He gave me a wry smile. When he’d had enough of committee life, Judy had personally arranged this new job for him at two and a half times his old salary.
3

Once the music executives gathered up their briefcases and left, Judy introduced me to the senator as a rising superstar in the firm (which made me briefly giddy, despite everything that was going on), and Manda as her Hungarian niece Mysti, who couldn’t speak a word of English, but still made a remarkably good living in Manhattan as a performer.

The senator fixed me with a serious and appraising look as he shook my hand. This made for a regal moment, as he’s the Hollywood ideal of the silver-haired statesman. At six-two, he towers, but doesn’t loom over most of his supplicants.

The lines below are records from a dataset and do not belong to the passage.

PR #2054, opened 2025-01-14
[Paywalls V2] Add `edgeToEdge` badge trailing/leading style layout

tonidero:
### Description
This adds the remaining `edgeToEdge` style layouts for the badge, including leading and trailing

image

### DIFF
--- a/purchases/src/main/kotlin/com/revenuecat/purchases/paywalls/components/properties/CornerRadiuses.kt
+++ b/purchases/src/main/kotlin/com/revenuecat/purchases/paywalls/components/properties/CornerRadiuses.kt
@@ -2,8 +2,8 @@ package com.revenuecat.purchases.paywalls.components.properties
 
 import androidx.annotation.IntRange
 import com.revenuecat.purchases.InternalRevenueCatAPI
+import com.revenuecat.purchases.common.errorLog
 import dev.drewhamilton.poko.Poko
-import kotlinx.serialization.ExperimentalSerializationApi
 import kotlinx.serialization.KSerializer
 import kotlinx.serialization.SerialName
 import kotlinx.serialization.Serializable
@@ -12,7 +12,7 @@ import kotlinx.serialization.encoding.Decoder
 import kotlinx.serialization.encoding.Encoder
 
 @InternalRevenueCatAPI
-@Serializable
+@Serializable(with = CornerRadiusesSerializer::class)
 sealed interface CornerRadiuses {
 
     /**
@@ -104,24 +104,25 @@ sealed interface CornerRadiuses {
     }
 }
 
-@OptIn(InternalRevenueCatAPI::class, ExperimentalSerializationApi::class)
-internal object CornerRadiusesSerializer : KSerializer<CornerRadiuses?> {
-    override val descriptor: SerialDescriptor = CornerRadiuses.Dp.serializer().descriptor
+@OptIn(InternalRevenueCatAPI::class)
+internal object CornerRadiusesSerializer : KSerializer<CornerRadiuses> {
+    private val serializer = CornerRadiuses.Dp.serializer()
+    override val descriptor: SerialDescriptor = serializer.descriptor
 
-    override fun serialize(encoder: Encoder, value: CornerRadiuses?) {
-        when (value) {
-            is CornerRadiuses.Dp -> encoder.encodeSerializableValue(CornerRadiuses.Dp.serializer(), value)
-            is CornerRadiuses.Percentage ->
-                encoder.encodeSerializableValue(CornerRadiuses.Percentage.serializer(), value)
-            null -> encoder.encodeNull()
-        }
+    override fun serialize(encoder: Encoder, value: CornerRadiuses) {
+        // We don't need to serialize CornerRadiuses.
     }
 
     /**
      * For now, the backend will always return corner radiuses in Dp, so this will assume all serializations
      * are done with that serializer.
      */
-    override fun deserialize(decoder: Decoder): CornerRadiuses? {
-        return decoder.decodeNullableSerializableValue(CornerRadiuses.Dp.serializer())
+    override fun deserialize(decoder: Decoder): CornerRadiuses {
+        return try {
+            decoder.decodeSerializableValue(serializer)
+        } catch (@Suppress("TooGenericExceptionCaught") e: Throwable) {
+            errorLog("Failed to deserialize CornerRadiuses", e)
+            CornerRadiuses.Dp.zero
+        }
     }
 }
--- a/purchases/src/main/kotlin/com/revenuecat/purchases/paywalls/components/properties/CornerRadiuses.kt
+++ b/purchases/src/main/kotlin/com/revenuecat/purchases/paywalls/components/properties/CornerRadiuses.kt
@@ -2,7 +2,6 @@ package com.revenuecat.purchases.paywalls.components.properties
 
 import androidx.annotation.IntRange
 import com.revenuecat.purchases.InternalRevenueCatAPI
-import com.revenuecat.purchases.common.errorLog
 import dev.drewhamilton.poko.Poko
 import kotlinx.serialization.KSerializer
 import kotlinx.serialization.SerialName
@@ -118,11 +117,6 @@ internal object CornerRadiusesSerializer : KSerializer<CornerRadiuses> {
      * are done with that serializer.
      */
     override fun deserialize(decoder: Decoder): CornerRadiuses {
-        return try {
-            decoder.decodeSerializableValue(serializer)
-        } catch (@Suppress("TooGenericExceptionCaught") e: Throwable) {
-            errorLog("Failed to deserialize CornerRadiuses", e)
-            CornerRadiuses.Dp.zero
-        }
+        return decoder.decodeSerializableValue(serializer)
     }
 }
--- a/purchases/src/main/kotlin/com/revenuecat/purchases/paywalls/components/properties/CornerRadiuses.kt
+++ b/purchases/src/main/kotlin/com/revenuecat/purchases/paywalls/components/properties/CornerRadiuses.kt
@@ -1,56 +1,127 @@
 package com.revenuecat.purchases.paywalls.components.properties
 
+import androidx.annotation.IntRange
 import com.revenuecat.purchases.InternalRevenueCatAPI
 import dev.drewhamilton.poko.Poko
+import kotlinx.serialization.ExperimentalSerializationApi
+import kotlinx.serialization.KSerializer
 import kotlinx.serialization.SerialName
 import kotlinx.serialization.Serializable
+import kotlinx.serialization.descriptors.SerialDescriptor
+import kotlinx.serialization.encoding.Decoder
+import kotlinx.serialization.encoding.Encoder
 
-/**
- * Contains radius values for 4 corners, in dp.
- */
 @InternalRevenueCatAPI
-@Poko
 @Serializable
-class CornerRadiuses(
-    /**
-     * The top-leading, or top-start, corner radius, in dp.
-     */
-    @get:JvmSynthetic
-    @SerialName("top_leading")
-    val topLeading: Double,
-    /**
-     * The top-trailing, or top-end, corner radius, in dp.
-     */
-    @get:JvmSynthetic
-    @SerialName("top_trailing")
-    val topTrailing: Double,
-    /**
-     * The bottom-leading, or bottom-start, corner radius, in dp.
-     */
-    @get:JvmSynthetic
-    @SerialName("bottom_leading")
-    val bottomLeading: Double,
-    /**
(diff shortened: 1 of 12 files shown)


ui/revenuecatui/src/main/kotlin/com/revenuecat/purchases/ui/revenuecatui/components/stack/StackComponentView.kt
```diff
@@ -320,6 +335,62 @@ private fun StackWithEdgeToEdgeBadge(
...
+                    topLeading = stackStateRectangleCorners.topLeading,
+                    topTrailing = 0.0,
+                    bottomLeading = 0.0,
+                    bottomTrailing = stackStateRectangleCorners.bottomTrailing,
+                )
+                else -> CornerRadiuses(all = 0.0)
+            }
+            Shape.Rectangle(corners = adjustedCorners)
+        }
+        Shape.Pill -> badgeStack.shape // If the stack is pill, we just default to the badge shape
```
JayShortway, line 381: I think we should clip the badge here, also going off @bab-s's comment on Slack [here](https://revenuecat.slack.com/archives/C07H5S8CFL3/p1736858263323829?thread_ts=1736849683.989489&cid=C07H5S8CFL3).

JayShortway (commented):
Nice one! Just one comment on clipping when the underlying stack is `Pill`.

ui/revenuecatui/src/main/kotlin/com/revenuecat/purchases/ui/revenuecatui/components/stack/StackComponentView.kt
JayShortway: Good point! Just thinking out loud: maybe we can move the badge "inside" the stack, and then extend its background to the edge of the stack. That way it _looks_ clipped, but its contents will always be visible.

tonidero: Right... I guess this might even happen with non-pill shapes if the stack corner radius is bigger than half height of the badge... 🥴. So yeah I guess we need to separate the content from the background again in these and extend the background as you said... back to the drawing board 😅

JayShortway: Soo many _edge_ cases 🥁 🙁

ui/revenuecatui/src/main/kotlin/com/revenuecat/purchases/ui/revenuecatui/components/stack/StackComponentView.kt
```diff
@@ -320,6 +334,57 @@ private fun StackWithEdgeToEdgeBadge(
...
+private fun StackWithShortEdgeToEdgeBadge(
+    stackState: StackComponentState,
+    state: PaywallState.Loaded.Components,
+    badgeStack: StackComponentStyle,
+    alignment: TwoDimensionalAlignment,
+    clickHandler: suspend (PaywallAction) -> Unit,
+    modifier: Modifier = Modifier,
+) {
+    val badgeRectangleCorners = (badgeStack.shape as? Shape.Rectangle)?.corners
+        ?: CornerRadiuses(all = 20.0) // For pill badge shape default to a "medium" rounded corner.
```
tonidero, line 348: I'm not sure about this TBH... But I'm not sure how a pill shaped badge would look like as a leading/trailing badge either, so this seemed like a compromise. Or maybe we should disallow this case?

ui/revenuecatui/src/main/kotlin/com/revenuecat/purchases/ui/revenuecatui/components/stack/StackComponentView.kt
```diff
@@ -320,6 +334,57 @@ private fun StackWithEdgeToEdgeBadge(
...
+                topLeading = badgeRectangleCorners.topLeading,
+                topTrailing = 0.0,
+                bottomLeading = 0.0,
+                bottomTrailing = 0.0,
+            )
+            else -> CornerRadiuses(all = 0.0)
+        },
+    )
+    MainStackComponent(stackState, state, clickHandler, modifier) {
+        StackComponentView(
```
tonidero, line 379: Currently, the badge can be clipped by the corners of the main stack... I think that developers can fix this by adding a padding in the dashboard so it doesn't overlap. We could potentially add some padding manually ourselves, but I think it's a lot of extra logic, and probably less flexible.

This can be a bit of a problem with pill shaped main stacks since the corner is dynamic... But usually an approximate padding should work. 

We can always revisit if needed

ui/revenuecatui/src/main/kotlin/com/revenuecat/purchases/ui/revenuecatui/components/stack/StackComponentView.kt
JayShortway: If it's a pill-shaped badge, shouldn't it be a `50%` corner? We can do that with a Compose `Shape`. Maybe I'm overlooking something!

JayShortway: Hmm, but could we move the `badgeShape` (and `badgeRectangleCorners `) calculation closer to where it's actually used? Eventually it gets transformed to a Compose `Shape` anyway. 

Having a fixed corner radius is "risky", since it can be way too small (if the badge is giant), or way too big (if the badge is tiny).

tonidero: > Hmm, but could we move the badgeShape (and badgeRectangleCorners ) calculation closer to where it's actually used? Eventually it gets transformed to a Compose Shape anyway.

Not easily... What we pass to the badge's `StackComponentView` is our own `Shape`, not compose's Shape, and I don't like having a parameter in `StackComponentView` for something like this...

> Having a fixed corner radius is "risky", since it can be way too small (if the badge is giant), or way too big (if the badge is tiny).

That is indeed true... That's why I was asking in Slack if we should disable this case in the dashboard... But maybe I should just go ahead with the `CornerRadiuses` refactor to accept percentages so we fix this case as well.

tonidero: I ended up doing a biggish refactor: https://github.com/RevenueCat/purchases-android/pull/2054/commits/94c69aeea6efe314c79897d364af823a8dbe9de2... However, I kinda liked that it simplified some of the calculations. Wdyt?

tonidero:
I'm addressing the changes from our last sync up in follow up PRs, I think this one is already big enough, and it covers the cases it's meant for

JayShortway (commented):
Nice one! I like the idea of making `CornerRadiuses` sealed! Had some comments on the serialization part only.

purchases/src/main/kotlin/com/revenuecat/purchases/paywalls/components/properties/CornerRadiuses.kt
```diff
@@ -1,56 +1,127 @@
...
+    override val descriptor: SerialDescriptor = CornerRadiuses.Dp.serializer().descriptor
 
-    fun copy(
-        topLeading: Double = this.topLeading,
-        topTrailing: Double = this.topTrailing,
-        bottomLeading: Double = this.bottomLeading,
-        bottomTrailing: Double = this.bottomTrailing,
-    ): CornerRadiuses {
-        return CornerRadiuses(topLeading, topTrailing, bottomLeading, bottomTrailing)
+    override fun serialize(encoder: Encoder, value: CornerRadiuses?) {
```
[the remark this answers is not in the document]
tonidero: Right, I just implemented since it's mandatory for the interface but  I guess we could make it fail...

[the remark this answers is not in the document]
JayShortway: It doesn't need to return anything, so I usually just have an empty method with a comment explaining it's not implemented because it's not needed.

purchases/src/main/kotlin/com/revenuecat/purchases/paywalls/components/properties/CornerRadiuses.kt
```diff
@@ -1,56 +1,127 @@
...
-    @get:JvmSynthetic
-    @SerialName("top_leading")
-    val topLeading: Double,
-    /**
-     * The top-trailing, or top-end, corner radius, in dp.
-     */
-    @get:JvmSynthetic
-    @SerialName("top_trailing")
-    val topTrailing: Double,
+sealed interface CornerRadiuses {
```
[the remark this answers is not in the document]
tonidero: Had to go with the second one, since the first one wouldn't work since it needs a discrimantor to decide which serializer to use.

purchases/src/main/kotlin/com/revenuecat/purchases/paywalls/components/properties/CornerRadiuses.kt
```diff
@@ -1,56 +1,128 @@
...
+    }
+
+    /**
+     * For now, the backend will always return corner radiuses in Dp, so this will assume all serializations
+     * are done with that serializer.
+     */
+    override fun deserialize(decoder: Decoder): CornerRadiuses {
+        return try {
+            decoder.decodeSerializableValue(serializer)
+        } catch (@Suppress("TooGenericExceptionCaught") e: Throwable) {
```
tonidero, line 123: I don't fully like this... But `ShapeTests` and `MaskShapeTests` were failing to deserialize for me when corner radiuses were provided as "null"...

purchases/src/test/java/com/revenuecat/purchases/paywalls/components/properties/MaskShapeTests.kt
```diff
@@ -4,9 +4,9 @@ import com.revenuecat.purchases.common.OfferingParser
 import org.intellij.lang.annotations.Language
 import org.junit.Test
 import org.junit.runner.RunWith
-import org.junit.runners.Parameterized
+import org.robolectric.ParameterizedRobolectricTestRunner
 
-@RunWith(Parameterized::class)
+@RunWith(ParameterizedRobolectricTestRunner::class)
```
tonidero, line 9: Had to change the runner because I added the log when there is an error deserializing cornerradiuses and that was failing without robolectric.

purchases/src/test/java/com/revenuecat/purchases/paywalls/components/properties/ShapeTests.kt
```diff
@@ -5,6 +5,7 @@ import org.intellij.lang.annotations.Language
 import org.junit.Test
 import org.junit.runner.RunWith
 import org.junit.runners.Parameterized
+import org.robolectric.ParameterizedRobolectricTestRunner
```
JayShortway, line 8: This is unused I think? (Also shouldn't Detekt have caught this? 🤔)

purchases/src/main/kotlin/com/revenuecat/purchases/paywalls/components/properties/MaskShape.kt
```diff
@@ -13,7 +13,9 @@ sealed interface MaskShape {
     @Serializable
     @SerialName("rectangle")
     class Rectangle(
-        @get:JvmSynthetic val corners: CornerRadiuses? = null,
+        @get:JvmSynthetic
+        @Serializable
+        val corners: CornerRadiuses? = null,
```
JayShortway, line 18: I just realized we don't need `@Serializable` on the field at all if we're not setting a custom serializer haha. Same for `Shape.Rectangle.corners`.

JayShortway (approved):
LGTM! Thanks for making the changes! 🙏

purchases/src/test/java/com/revenuecat/purchases/paywalls/components/properties/ShapeTests.kt
tonidero: Oh right! And I believe we might not be running detekt on the purchases module test source set 😬

JayShortway: Oh this is the test source set of course! I guess that's fine. We could decide to run a few rules on the tests, such as the no unused imports one haha.

tonidero: yeah I actually think we should run all of them TBH 😅 But we probably would need to do a ton of changes to fix it, so we've been delaying it... Still probably worth doing it even if we have to keep the current as "baseline" to avoid these moving forward.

He’s lean but not scrawny, wears impeccably tailored suits, and tops them off with colorful ties that are creative
but not excessively so. The only odd touch is these straitjacket-like shirts that he wears. They’re starched enough to retain their shape in a trash compactor, and have extralong collars that must put his neck into traction whenever he buttons one up. It’s whispered that he wears them because he got sick of media consultants and handlers always telling him to hold his head high (a constant refrain in Washington, where jowl minimization is a citywide obsession). And it works—but at the cost of giving him the air of a remarkably career-oriented turtle.

After the introductions, Judy got right down to business. “Believe it or not, Senator, I’m bringing you a matter today that’s more connected to your work on the Intelligence Committee than your role on Judiciary.”

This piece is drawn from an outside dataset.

PR #2055, opened 2025-01-14
[Paywalls V2] Implements `Convex` and `Concave` image masks

JayShortway:
## Description
As the title says. Implementation is the same as [the dashboard](https://github.com/RevenueCat/revenuecat-app/blob/main/src/concepts/projects/paywall-builder/components/previewer/components/image.tsx#L88-L115), except it uses a relative offset (0.2 x height) instead of a fixed one (27 px).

“In that case, I’m all ears,” Fido said. And he wasn’t alone, as I had no idea what Judy was going to say now that our stereopticon was gone. But the Intelligence Committee reference made me worry that she was about to ad-lib some kind of tie between our licensing needs and an imaginary Third World terrorist threat. This wouldn’t be a bad idea in theory—except that Judy has this strange dyslexia when it comes to geography. She’s also militantly disinterested in (and therefore uninformed about) developing countries, what with their paltry markets for legal services.

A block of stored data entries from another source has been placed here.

PR #2056, opened 2025-01-14
[Paywalls V2] Add new `ImageComponent` properties

tonidero:
### Description
Added the following properties to the `ImageComponent`
  - Padding
  - Margin
  - Border
  - Shadow

### DIFF
--- a/ui/revenuecatui/src/main/kotlin/com/revenuecat/purchases/ui/revenuecatui/components/image/ImageComponentView.kt
+++ b/ui/revenuecatui/src/main/kotlin/com/revenuecat/purchases/ui/revenuecatui/components/image/ImageComponentView.kt
@@ -14,9 +14,14 @@ import androidx.annotation.DrawableRes
 import androidx.annotation.Px
 import androidx.compose.foundation.background
 import androidx.compose.foundation.layout.Box
+import androidx.compose.foundation.layout.PaddingValues
 import androidx.compose.foundation.layout.height
+import androidx.compose.foundation.layout.padding
 import androidx.compose.foundation.shape.RoundedCornerShape
 import androidx.compose.runtime.Composable
+import androidx.compose.runtime.derivedStateOf
+import androidx.compose.runtime.getValue
+import androidx.compose.runtime.remember
 import androidx.compose.ui.Modifier
 import androidx.compose.ui.draw.clip
 import androidx.compose.ui.graphics.RectangleShape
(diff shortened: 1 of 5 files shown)


ui/revenuecatui/src/main/kotlin/com/revenuecat/purchases/ui/revenuecatui/components/image/ImageComponentView.kt
```diff
@@ -291,10 +340,30 @@ private fun previewImageComponentStyle(
     size: Size,
     fitMode: FitMode,
     overlay: ColorScheme? = null,
+    paddingValues: PaddingValues = PaddingValues(0.dp),
+    marginValues: PaddingValues = PaddingValues(0.dp),
+    border: Border? = Border(
+        width = 2.0,
+        color = ColorScheme(
+            light = ColorInfo.Hex(
+                androidx.compose.ui.graphics.Color.Cyan.toArgb(),
```
JayShortway, line 349: We have this aliased like so:
```suggestion
                ComposeColor.Cyan.toArgb(),
```

ui/revenuecatui/src/main/kotlin/com/revenuecat/purchases/ui/revenuecatui/components/image/ImageComponentView.kt
```diff
@@ -291,10 +340,30 @@ private fun previewImageComponentStyle(
...
+            ),
+        ),
+    ),
+    shadow: Shadow? = Shadow(
+        color = ColorScheme(ColorInfo.Hex(androidx.compose.ui.graphics.Color.Black.toArgb())),
```
JayShortway, line 354:
```suggestion
        color = ColorScheme(ColorInfo.Hex(ComposeColor.Black.toArgb())),
```

ui/revenuecatui/src/main/kotlin/com/revenuecat/purchases/ui/revenuecatui/components/image/ImageComponentView.kt
```diff
@@ -85,13 +96,27 @@ internal fun ImageComponentView(
...
+        }
+
         RemoteImage(
             urlString = imageState.imageUrls.webp.toString(),
             modifier = modifier
                 .size(imageState.size)
                 .applyIfNotNull(imageState.aspectRatio) { aspectRatio(it) }
-                .applyIfNotNull(overlay) { overlay(it, imageState.shape ?: RectangleShape) }
-                .applyIfNotNull(imageState.shape) { clip(it) },
+                .then(commonModifier),
```
JayShortway, line 119: I think we can just append this modifier chain directly here? There's little need to keep it as a separate `commonModifier` field, like there is in `StackComponentView`.

JayShortway (approved):
Thanks for taking care of this! Just some minor comments and suggestions.

ui/revenuecatui/src/main/kotlin/com/revenuecat/purchases/ui/revenuecatui/components/image/ImageComponentView.kt
tonidero: Right, it would be just to remember the modifier... But then again, I don't think we're doing anything special there... So I think it makes sense to move it here

JayShortway (approved):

“Sir,” Judy began, “are you familiar with Abdulistan? I’m talking about the breakaway province of Pashtun. Not the … emcee.”

I was quite certain that neither existed, but Fido nodded gravely.

“There’s a criminal gang out there that’s very well known to my firm. Ex-apparatchiks from the local Soviet party. We once sued them in Dubai for pirating CDs, and
won a huge judgment. But they slipped across the border into Pakistan before it could be enforced.”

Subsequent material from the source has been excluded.